Select and copy out every line in the records containing "existent".

═════ GIVEN ENTRIES

PR #1291, opened 2026-04-08
Fix error messages & Remove link modification from static site

CyberJML:
- Fix /api prefix matching to only match /api and /api/..., not unrelated paths like /apidocs or /apikey
- Return 404 instead of 400 for non-existent API routes
- Return 404 status for SPA fallback pages instead of 200 to prevent search engine indexing of non-existent pages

══════════

> [SOLUTION TO THIS TASK]:
- Return 404 instead of 400 for non-existent API routes
- Return 404 status for SPA fallback pages instead of 200 to prevent search engine indexing of non-existent pages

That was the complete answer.